PR #2750, opened 2025-02-03
feat(Tab): add tooltipProps prop

tomer-gillmore:

Resolves #

### DIFF
--- a/packages/core/src/components/Tabs/Tab/Tab.tsx
+++ b/packages/core/src/components/Tabs/Tab/Tab.tsx
@@ -1,5 +1,5 @@
 import cx from "classnames";
-import React, { FC, forwardRef, ReactElement, useRef } from "react";
+import React, { FC, forwardRef, ReactElement, useMemo, useRef } from "react";
 import { noop as NOOP } from "lodash-es";
 import useMergeRef from "../../../hooks/useMergeRef";
 import { getStyle } from "../../../helpers/typesciptCssModulesHelper";
@@ -9,6 +9,7 @@ import { IconType } from "../../Icon";
 import { ComponentDefaultTestId, getTestId } from "../../../tests/test-ids-utils";
 import styles from "./Tab.module.scss";
 import { SubIcon } from "../../../types/SubIcon";
+import Tooltip, { TooltipProps } from "../../Tooltip/Tooltip";
 
 export interface TabProps extends VibeComponentProps {
   /**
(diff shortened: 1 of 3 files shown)


packages/core/src/components/Tabs/Tab/Tab.tsx
```diff
@@ -77,25 +80,27 @@ const Tab: FC<TabProps> = forwardRef(
...
-        aria-selected={active}
-        aria-disabled={disabled}
-        data-testid={dataTestId || getTestId(ComponentDefaultTestId.TAB, id)}
-      >
-        {/* eslint-disable-next-line jsx-a11y/anchor-is-valid,jsx-a11y/click-events-have-key-events */}
-        <a className={cx(styles.tabInner, tabInnerClassName)} onClick={() => !disabled && onClick(value)}>
-          {renderIconAndChildren()}
-        </a>
-      </li>
+      <Tooltip {...tooltipProps} content={disabled && tooltipProps.content}>
```
talkor, line 83: The tooltip props/content should not be conditioned by the disabled, but should be allowed for general tooltips as well (which means that the user of the component should condition the tooltip according to the disable value)

packages/core/src/components/Tabs/Tab/__tests__/Tab.test.tsx
```diff
@@ -1,17 +1,67 @@
...
+      fireEvent.click(screen.getByText(text));
+      expect(onClickMock.mock.calls.length).toBe(1);
+    });
   });
 
-  it("should call the click callback when clicked", () => {
-    fireEvent.click(screen.getByText(text));
-    expect(onClickMock.mock.calls.length).toBe(1);
+  describe("Tooltips", () => {
+    it("should not display tooltip content from tooltipProps if disabled is false", () => {
```
talkor, line 31: This will be redundant when we change the tooltipProps condition of the disabled

packages/core/src/components/Tabs/Tab/__tests__/Tab.test.tsx
```diff
@@ -1,17 +1,67 @@
...
+      jest.advanceTimersByTime(1000);
+      const content = screen.queryByText(tooltipContent);
+      expect(content).toBeFalsy();
+      act(() => {
+        fireEvent.mouseLeave(component);
+      });
+      jest.advanceTimersByTime(1000);
+    });
+
+    it("should display tooltip content from tooltipProps if disabled is true", () => {
```
talkor, line 49: Same

talkor (approved):
Thanks @tomer-gilmore! Let's just remove the condition of the disabled from the TooltipProps

PR #2751, opened 2025-02-03
Fix/hananma/extends dropdown capabilities

hanan-monday:
- Adding const data-testid to modal close button
- Adding new functionalities to testkit


packages/core/src/components/Modal/ModalTopActions/ModalTopActions.tsx
```diff
@@ -17,6 +17,7 @@ const ModalTopActions = ({ renderAction, theme, closeButtonAriaLabel, onClose }:
     <div className={styles.actions} data-no-autofocus={true}>
       {typeof renderAction === "function" ? renderAction(buttonColor) : renderAction}
       <IconButton
+        data-testid={"close-modal-button"}
```
YossiSaadi, line 20: add in `packages/core/src/tests/constants.ts`:
```
...
MODAL_NEXT_OVERLAY = "modal-overlay",
MODAL_NEXT_HEADER = "modal-header",
--> MODAL_NEXT_CLOSE_BUTTON = "modal-close-button",
...
```

and then:
```suggestion
        data-testid={ComponentDefaultTestId.MODAL_NEXT_CLOSE_BUTTON}
```

packages/testkit/components/BaseElement.ts
YossiSaadi, line 1: Those changes are considered breaking changes, no?
the deleted stuff here were accessible for users of @vibe/testkit?

we're open source, we should consider this kind of stuff
also, it would affect current usages within monday, causing tests to break for people upgrading the @vibe/testkit

packages/testkit/components/Dropdown.ts
```diff
@@ -22,7 +22,17 @@ export class Dropdown extends BaseElement {
...
+
+  /**
+   * Open the dropdown.
+   * @returns {Promise<void>}
+   */
+  async open(): Promise<void> {
+    await test.step(`Open ${this.elementReportName}`, async () => {
+      await this.locator.click();
+    });
   }
```
YossiSaadi, line 36: nice

packages/testkit/components/Modal.ts
```diff
@@ -20,13 +21,28 @@ export class Modal {
     this.page = page;
     this.locator = locator;
     this.elementReportName = elementReportName;
-    this.closeModalButton = new IconButton(this.page, this.locator, elementReportName);
+    this.closeModalButton = new IconButton(
+      this.page,
+      this.locator.getByTestId("close-modal-button"),
```
YossiSaadi, line 26: change in here as well afterwards

YossiSaadi: though we already talked about it, I strongly suggest that @vibe/testkit would match **@vibe/core only**. if it can match other custom usages by accident (e.g. other modals, etc.), then it's nice and useful, but everything under `@vibe` namespace, especially as we're open source, should match specifically our @vibe/core library.

also, we're planning on having testkit for unit tests in the future, and it should also match specifically for @vibe/core

packages/testkit/components/TextField.ts
```diff
@@ -19,6 +20,7 @@ export class TextField extends BaseElement {
     super(page, locator, elementReportName);
     this.page = page;
     this.locator = locator;
+    this.elementReportName = elementReportName;
```
YossiSaadi, line 23: are those really needed in addition to the `super`? I think you don't need to re-declare 
```
  override page: Page;
  override locator: Locator;
  override elementReportName: string;
```

as you already have them as part of your inheritance

packages/testkit/components/TextField.ts
```diff
@@ -28,10 +30,28 @@ export class TextField extends BaseElement {
    */
   async setText(text: string): Promise<void> {
     await test.step(`Set text: ${text} in element: ${this.elementReportName}`, async () => {
+      await this.locator.fill("");
```
YossiSaadi, line 33: can you use your own `clearText`?

packages/testkit/components/BaseElement.ts
hanan-monday: I agree.
Since we currently just in the first steps, the method was in use just in the testkit components and not outside and I replaced all usages.

packages/testkit/components/TextField.ts
hanan-monday: Right. Changed it in several files

packages/testkit/components/TextField.ts
hanan-monday: Done

packages/core/src/components/Modal/ModalTopActions/ModalTopActions.tsx
hanan-monday: Done

packages/testkit/components/BaseElement.ts
YossiSaadi: perfect then 💪🏼

packages/testkit/components/Dropdown.ts
hanan-monday: @YossiSaadi - I updated this functionality. Please review again

YossiSaadi (approved):
💯

uziab (approved):

PR #2752, opened 2025-02-04
feat(useIsOverflowing): allow width tolerance

YossiSaadi:
we need it to support weird browser's behaviors, such as Safari with 125% zoom, which causes 1 pixel diff (in clientWidth vs scrollWidth), as Chromium and Safari treat rounding floating pixel differently (round up vs round down)

https://monday.monday.com/boards/3532714909/pulses/8350809092


talkor (approved):
👑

________

▶ [What to do]: Scan the material above. Extract every line in which the word "should" occurs.

▶ [Solution]:
talkor, line 83: The tooltip props/content should not be conditioned by the disabled, but should be allowed for general tooltips as well (which means that the user of the component should condition the tooltip according to the disable value)
-  it("should call the click callback when clicked", () => {
+    it("should not display tooltip content from tooltipProps if disabled is false", () => {
+    it("should display tooltip content from tooltipProps if disabled is true", () => {
we're open source, we should consider this kind of stuff
YossiSaadi: though we already talked about it, I strongly suggest that @vibe/testkit would match **@vibe/core only**. if it can match other custom usages by accident (e.g. other modals, etc.), then it's nice and useful, but everything under `@vibe` namespace, especially as we're open source, should match specifically our @vibe/core library.
also, we're planning on having testkit for unit tests in the future, and it should also match specifically for @vibe/core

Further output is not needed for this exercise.